Individuals may now have access through the CMS website to clinical quality performance data on their personal physician. Gathered from 2014 clinical quality performance measures for approximately 40,000 individual physicians who reported the information via Medicare's Physician Quality Reporting System, the data is available in part for the very first time, available on “Physician Compare.” Doctors submitted the data voluntarily, although beginning in 2016 they will face a penalty if they opt out. New quality data is also available for hospitals on the Hospital Compare website.

Information available includes the following:

  • Performance scores on preventive care, diabetes, cardiovascular care, and patient safety by some group practices. Approximately 275 group practices who reported information as part of Medicare’s quality reporting program, the Physician Quality Reporting System (PQRS) are included. The measures show how well a group practice provides certain types of care to people with Medicare.
  • New performance scores on patients’ experiences with some group practices. CMS posted measures for approximately 290 group practices who reported patient experience measures through the Consumer Assessment of Healthcare Providers and Systems (CAHPS) for PQRS survey. The CAHPS for PQRS survey asks Medicare patients for feedback regarding their experiences getting care from their group practice.
  • First set of individual health care professional performance scores on preventive care, cardiovascular care, and patient safety measures. CMS posted 2014 clinical quality of care measures for over 40,000 individual health care professionals who reported as part of PQRS.
  • Updated performance scores for ACOs. CMS posted the 2014 clinical quality of care and patient experience measures for approximately 333 Shared Savings Program ACOs and 20 Pioneer ACOs.

The Patient Protection and Affordable Care Act (ACA) (P.L. 111-148) required CMS to create the Physician Compare website.

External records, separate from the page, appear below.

PR #2231, opened 2023-04-25
Add remove_from_projects flag to RemoveOrganizationMember

rakeshsharma14317:


admin/server/organizations.go
```diff
@@ -328,6 +328,24 @@ func (s *Server) RemoveOrganizationMember(ctx context.Context, req *adminv1.Remo
 		return nil, status.Error(codes.Internal, err.Error())
 	}
 
+	// delete from projects if RemoveFromProjects flag is set
+	if req.RemoveFromProjects {
+		projects, err := s.admin.DB.FindProjectsForOrgAndUser(ctx, req.Organization, user.ID)
```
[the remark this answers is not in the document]
pjain1: cc @begelundmuller

cli/cmd/user/remove.go
```diff
@@ -54,6 +56,7 @@ func RemoveCmd(cfg *config.Config) *cobra.Command {
 	removeCmd.Flags().StringVar(&cfg.Org, "org", cfg.Org, "Organization")
 	removeCmd.Flags().StringVar(&projectName, "project", "", "Project")
 	removeCmd.Flags().StringVar(&email, "email", "", "Email of the user")
+	removeCmd.Flags().BoolVar(&removeFromProjects, "remove-from-projects", false, "Remove user from projects")
```
begelundmuller, line 59: This should be `true` by default. Maybe flip it to `--keep-project-roles` with a default of `false`? And a description of "Keep roles granted directly on projects in the org"

admin/server/organizations.go
```diff
@@ -333,6 +333,35 @@ func (s *Server) RemoveOrganizationMember(ctx context.Context, req *adminv1.Remo
...
+			if err != nil {
+				return nil, status.Error(codes.Internal, err.Error())
+			}
+		}
+
+		err = tx.Commit()
+		if err != nil {
+			return nil, status.Error(codes.Internal, err.Error())
+		}
+	}
```
begelundmuller, line 363: Move this into a single DB call, like `s.admin.DB.DeleteAllProjectMemberUserForOrg`, and call it inside the existing transaction used for deleting the org membership.

begelundmuller (changes requested):

admin/server/organizations.go
```diff
@@ -328,6 +328,15 @@ func (s *Server) RemoveOrganizationMember(ctx context.Context, req *adminv1.Remo
 	if err != nil {
 		return nil, status.Error(codes.Internal, err.Error())
 	}
+
+	// delete from projects if RemoveFromProjects flag is set
```
pjain1, line 332: flag name seems wrong, it should be `KeepProjectRoles`

admin/server/organizations.go
```diff
@@ -328,6 +328,15 @@ func (s *Server) RemoveOrganizationMember(ctx context.Context, req *adminv1.Remo
...
+	if req.KeepProjectRoles {
```
pjain1, line 333: if `KeepProjectRoles` is true then we are deleting the roles, logic should be flipped ?

admin/database/postgres/postgres.go
```diff
@@ -696,6 +696,11 @@ func (c *connection) DeleteProjectMemberUser(ctx context.Context, projectID, use
 	return checkDeleteRow("project member", res, err)
 }
 
+func (c *connection) DeleteAllProjectMemberUserForOrg(ctx context.Context, orgID, userID string) error {
```
pjain1, line 699: nit: `DeleteAllProjectMemberUserForOrg` -> `DeleteAllProjectMemberUserForOrganization` for consistency

admin/server/organizations.go
rakeshsharma14317: Yeah it should be `if !req.KeepProjectRoles` then delete, 

But @begelundmuller should we keep `keep-project-roles` as false by default? it means we will delete the roles if this flag is not set, it that fine?

admin/database/postgres/postgres.go
```diff
@@ -696,6 +696,11 @@ func (c *connection) DeleteProjectMemberUser(ctx context.Context, projectID, use
 	return checkDeleteRow("project member", res, err)
 }
 
+func (c *connection) DeleteAllProjectMemberUserForOrganization(ctx context.Context, orgID, userID string) error {
+	res, err := c.getDB(ctx).ExecContext(ctx, "DELETE FROM users_projects_roles upr WHERE upr.user_id = $1 AND upr.project_id IN (SELECT p.id FROM projects p WHERE p.org_id = $2)", userID, orgID)
+	return checkDeleteRow("project member", res, err)
```
begelundmuller, line 701: Use `parseErr`, this one only works when exactly 1 row will be deleted (in this case, 0 to many rows may be deleted)

admin/server/organizations.go
```diff
@@ -328,6 +328,15 @@ func (s *Server) RemoveOrganizationMember(ctx context.Context, req *adminv1.Remo
 	if err != nil {
 		return nil, status.Error(codes.Internal, err.Error())
 	}
+
+	// delete from projects if KeepProjectRoles flag is set
+	if !req.KeepProjectRoles {
+		err = s.admin.DB.DeleteAllProjectMemberUserForOrganization(ctx, req.Organization, user.ID)
```
begelundmuller, line 334: `req.Organization` is the org name, not ID. Must use `org.ID`

begelundmuller (changes requested):

begelundmuller (approved):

The goal of the website is to help consumers make informed choices about their health care. The first quality measures were added to Physician Compare in February 2014. Since then, the number of individuals, groups, and organizations reporting quality data has continued to increase.

Hospital Compare. CMS also posted new 2014 data to its Hospital Compare site, including those for hospital surgical practices and certain health care-associated infections. Adult and pediatric medical, surgical, as well as combined medical and surgical wards have been added.

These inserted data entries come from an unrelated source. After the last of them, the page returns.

PR #2234, opened 2023-04-25
Cleanup number formatting phase 1

bcolloran:
@djbarnwal this PR just removes some dead code following from the number formatting work a couple months ago. This is the low hanging fruit from some refactors around that code that @hamilton and I discussed when those changes landed, just getting back to it now. I should have some more stuff on this topic forthcoming.


djbarnwal (approved):
Looks Good, thanks for the PR

PR #2245, opened 2023-04-26
removes unused component props that were causing console noise

bcolloran:
quick pr while working on other stuff -- fixes all this console noise
image


bcolloran:
@djbarnwal  can you rubberstamp this 2 second review, which removes unknown props in 2 component invocations? Thanks!

djbarnwal (approved):
Looks good!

CMS plans to add additional measures in the future, which may include data collected from EHR systems and qualified registries. CMS noted that the criteria for public reporting require that the measures must be statistically valid and reliable, accurate, and comparable; have a minimum sample size of 20 patients; and resonate with consumers.

AMA response. Despite its reminder about its data accuracy requirements, the American Medical Association (AMA) is “disappointed” with the publicly posted information on Physician Compare. It believes that CMS has posted incomplete and potentially inaccurate information to the online resource that will only serve to misinform patients.

"Given the widespread accuracy issues with the 2014 PQRS calculations, the newly released information is premature, said Steven J. Stack, M.D., the President of the AMA, in a release. “The data inaccuracies and difficulties with CMS' processes grew over the last couple of months and, while CMS has acknowledged these problems, it has failed to address the underlying issues. Most importantly, consumers visiting the Physician Compare website are likely to get a false impression that it provides accurate quality information for all physicians, when in fact, due to significant data problems, the newly added information covers only about 40,000 physicians.”